Prestes a realizar o primeiro vestibular indígena da sua história, a Unicamp aposta na elaboração de um modelo de prova e seleção que considera a vivência de ensino específica deste público. Prova em português? Perguntas sobre o cotidiano de aldeias? O que cai num vestibular indígena, afinal? Para ajudar o internauta a entender como será a avaliação, o G1 listou cinco semelhanças e cinco diferenças entre este processo seletivo específico e o convencional.

A prova inédita será no próximo domingo (2) e foi criada para ampliar o ingresso de indígenas nos cursos da universidade. Houve 610 inscritos para 72 vagas, a maior parte deles fará a prova em São Gabriel da Cachoeira (AM). O G1 e a EPTV acompanham no decorrer desta semana a viagem da Comvest até o município, que é o mais indígena do Brasil, para produzir uma série de reportagens sobre este que será o maior deslocamento já feito pela Comissão para aplicar um exame.

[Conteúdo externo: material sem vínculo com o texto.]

PR #1297, opened 2017-02-08
chore(eslint): disable aria rules for docs

layershifter:
I think that our docs will never comply a11y rules, so let's disable them :smile:


levithomason:
Agreed.

levithomason:

PR #1306, opened 2017-02-11
fix(package): add babel-runtime for commonjs builds

### LINKED ISSUE #1260: Uncaught Error: Cannot find module 'babel-runtime/helpers/get' from 'semantic-ui-react/dist/commonjs/modules/Dropdown/Dropdown.js'
Semantic-UI-React Version: ^0.64.5 (Latest)

I get the following error when trying to import "semantic-ui-react" into any of my React components. I have tried installing babel-runtime to my dev packages, but still no luck. I am not even trying to use dropdown menus.

https://i.gyazo.com/34702d671ae499a2e419d62af995bfd4.png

Mapa Campinas / Manaus / São Gabriel da Cachoeira — Foto: Arte / G1

Diferente por quê?

Antes de elencar os pontos convergentes e os diferentes entre os dois vestibulares, é preciso entender por que a Unicamp decidiu criar um processo distinto para os indígenas e o que isso representa para a universidade e também para as lideranças étnicas.

"A experiência educacional dos alunos indígenas é diferente dos alunos regulares, mesmo dos alunos negros. Por exemplo: estes alunos são mais velhos que os nossos vestibulandos tradicionais. Se eles são concluintes do Ensino Médio com uma faixa etária maior, isso já indica uma trajetória escolar mais complicada. Então, colocá-los disputando na mesma condição de igualdade que um estudante negro, por exemplo, com cotas, não permitiria a inclusão destes estudantes indígenas", explica o coordenadro executivo da Comvest, José Alves Freitas Neto.

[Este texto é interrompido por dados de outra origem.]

PR #1307, opened 2017-02-12
fix(Dropdown): Adjusts search input join() to allow for hashed params compatibility

hybridindie:
Dropdowns with search suffixed the name attribute creating an error with frameworks/servers that use hashed params like Ruby on Rails. This moves the suffix to a prefix for compatibility and updates the test to reflect this change.

```html
<!-- before / causes server errors -->
<input type="text" value="" aria-autocomplete="list" class="search" name="profile[city]-search" autocomplete="off" tabindex="0">

<!-- after / fixes errors -->
<input type="text" value="" aria-autocomplete="list" class="search" name="search-profile[city]" autocomplete="off" tabindex="0">
```

### DIFF
--- a/src/modules/Dropdown/Dropdown.js
+++ b/src/modules/Dropdown/Dropdown.js
@@ -1060,7 +1060,7 @@ export default class Dropdown extends Component {
         aria-autocomplete='list'
         onChange={this.handleSearchChange}
         className='search'
-        name={[name, 'search'].join('-')}
+        name={['search', name].join('-')}
         autoComplete='off'
         tabIndex={computedTabIndex}
         style={{ width: searchWidth }}
--- a/test/specs/modules/Dropdown/Dropdown-test.js
+++ b/test/specs/modules/Dropdown/Dropdown-test.js
@@ -1530,7 +1530,7 @@ describe('Dropdown Component', () => {
       wrapperShallow(<Dropdown name='foo' options={options} selection search />)
         .should.have.descendants('input.search')
 
-      wrapper.find('input.search').should.have.prop('name', 'foo-search')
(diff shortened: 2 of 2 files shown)


levithomason:
>creating an error with frameworks/servers that use hashed params like Ruby on Rails.

Could you specify the error here?  I've had a task on my list for changing how the search name is built-up but would like to understand this issue before commenting further.

hybridindie:
The error is a fatal crash from the app server caused by malformed parameters. Ruby on Rails (and I believe other frameworks) nests parameters in a hash using the name attribute. So a param like client[address][name] gets encoded to {"address" => {"name" => "John"}} but when you suffix a string to it the params get malformed to something like {"address" => {"name" => "John"}}-string. By prefixing it you can white/blacklist the parameter and throw it away accordingly while it still remains valid.

levithomason:
@davezuko any insight here?

levithomason:
Looks like this PR has gone stale.  Closing for housekeeping.

allthesignals:
This is also an issue for me - it sent us spiraling on a project for a few days. It's a non-starter for us now because the only reason we are using Dropdown search is so that users can use keyboard input to select (which isn't possible without it, see issue here: #1935). 

The error in particular in server frameworks is:
`Rack::QueryParser::ParameterTypeError (expected Hash (got String) for param '***'):`

The "name" attribute in HTML5 forms is fairly sensitive to standards in the server-side framework ecosystem - I know many folks use React for AJAX type data submission, but some of us still have to use regular old form-data. I think at least the ability to override the naming convention here is desirable - it doesn't even seem possible without extending the existing module. 

If you are able to merge this somehow, that would be great - thank you!

PR #1320, opened 2017-02-13
style(Form): update typings and propTypes usage

### LINKED ISSUE #1304: bug(Form): incomplete typings for Form.TextArea
version 0.64.7
using TypeScript

**This works ok**
`import { Form, TextArea } from 'semantic-ui-react'`
`<Form.Field>
                    <label>Comments</label>
                    <TextArea value='Text In Here' />
</Form.Field>`

**This doesn't compile**
`<Form.TextArea label='Comments' value='Text In Here' />`

**Error:**

> Property 'value' does not exist on type 'IntrinsicAttributes & IntrinsicClassAttributes<Component<FormTextAreaProps, ComponentState>> & Re...'.

**Checking [FormTextAreaProps] in index.d.ts it does not include [value]** 

Also not sure if this is the proper format but this doesn't work either

`<Form.Field control={TextArea} value='Text In Here' />`

layershifter:
Fixes #1304.


src/collections/Form/FormGroup.js
```diff
@@ -49,24 +53,20 @@ FormGroup.propTypes = {
...
     customPropTypes.disallow(['grouped']),
     PropTypes.bool,
   ]),
 
-  /** Fields Groups can specify their width in grid columns or automatically divide fields to be equal width */
-  widths: PropTypes.oneOf(FormGroup._meta.props.widths),
-}
-
-FormGroup.defaultProps = {
-  as: 'div',
```
layershifter, line 69: `ElementType` is `div` by default.

src/index.d.ts
```diff
@@ -1,5 +1,3 @@
-export type InputType = 'color' | 'date' | 'datetime' | 'datetime-local' | 'email' | 'number' | 'range' | 'search' | 'select' | 'password' | 'tel' | 'text' | 'time' | 'url' | 'week';
-
```
layershifter, line 2: Cruft.

src/index.d.ts
```diff
@@ -25,8 +23,6 @@ type SemanticWIDTHSSTRING = '1' | '2' | '3' | '4' | '5' | '6' | '7' | '8' |
 
 export type SemanticWIDTHS = SemanticWIDTHSNUMBER | SemanticWIDTHSSTRING;
 
-export type SemanticGenericOnClick = (event: any, value: any) => void;
-export type SemanticFormOnClick = (event: any, object: Object) => void;
```
layershifter: Cruft.

src/collections/Form/index.d.ts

Para o movimento indígena, um vestibular nesses moldes caracteriza uma vitória dentro da busca por políticas afirmativas. Para Juvêncio Carodos, líder indígena de São Gabriel da Cachoeira, professor e pesquisador da Universidade Federal do Amazonas, a ida da Unicamp a cidade significa a ampliação das oportunidades dos jovens locais .

"Nós percebemos isso como um avanço, uma conquista do movimento indígena e, principalmente, da juventude, que tem poucas oportunidades como esta que está acontecendo e que, a partir desta oportunidade, vai surgir a possibilidade de vários estudantes continuarem seus estudos em várias áreas de conhecimento, que muitas vezes são limitadas aqui na região Norte", afirmou.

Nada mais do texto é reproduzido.